Tests voor pancreaskanker

Als een persoon tekenen en symptomen heeft die kunnen worden veroorzaakt door alvleesklierkanker, zullen bepaalde onderzoeken en tests worden gedaan om de oorzaak te achterhalen. Als kanker wordt gevonden, zullen er meer tests worden uitgevoerd om de omvang (stadium) van de kanker te helpen bepalen.

Medische geschiedenis en lichamelijk onderzoek

Uw arts zal naar uw medische geschiedenis vragen om lees meer over uw symptomen. De arts kan ook vragen stellen over mogelijke risicofactoren, waaronder roken en uw familiegeschiedenis.

Uw arts zal u ook onderzoeken op tekenen van alvleesklierkanker of andere gezondheidsproblemen. Pancreaskanker kan er soms voor zorgen dat de lever of galblaas opzwelt, wat de arts mogelijk kan voelen tijdens het onderzoek. Uw huid en het wit van uw ogen worden ook gecontroleerd op geelzucht (vergeling).

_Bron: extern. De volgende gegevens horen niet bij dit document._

PR #376, opened 2022-06-17
Offset redundancy weighting

grupesh:
Added data redundancy weighting necessary for offset detector geometry (as an option) in all algorithms, except MLEM, tested with simulation & real data..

Als de resultaten van het onderzoek abnormaal zijn, zal uw arts waarschijnlijk tests bestellen om het probleem op te sporen. U kunt ook worden doorverwezen naar een gastro-enteroloog (een arts die ziekten van het spijsverteringsstelsel behandelt) voor verdere tests en behandeling.

Beeldvormingstests

Beeldvormende tests maken gebruik van röntgenstraling, magnetische velden, geluid golven of radioactieve stoffen om afbeeldingen van de binnenkant van uw lichaam te maken. Beeldvormingstests kunnen om een aantal redenen worden uitgevoerd, zowel voor als na de diagnose van alvleesklierkanker, waaronder:

  • Zoeken naar verdachte gebieden die kanker kunnen zijn
  • Om te leren hoever de kanker zich heeft verspreid
  • Om te helpen bepalen of de behandeling werkt
  • Om te zoeken naar tekenen van kanker die na de behandeling terugkomen

Computertomografie (CT) -scan

De CT-scan maakt gedetailleerde dwarsdoorsnedebeelden van uw lichaam. CT-scans worden vaak gebruikt om alvleesklierkanker te diagnosticeren, omdat ze de alvleesklier redelijk duidelijk kunnen laten zien. Ze kunnen ook helpen aantonen of kanker is uitgezaaid naar organen in de buurt van de alvleesklier, evenals naar lymfeklieren en organen op afstand. Een CT-scan kan helpen bepalen of een operatie een goede behandelingsoptie is.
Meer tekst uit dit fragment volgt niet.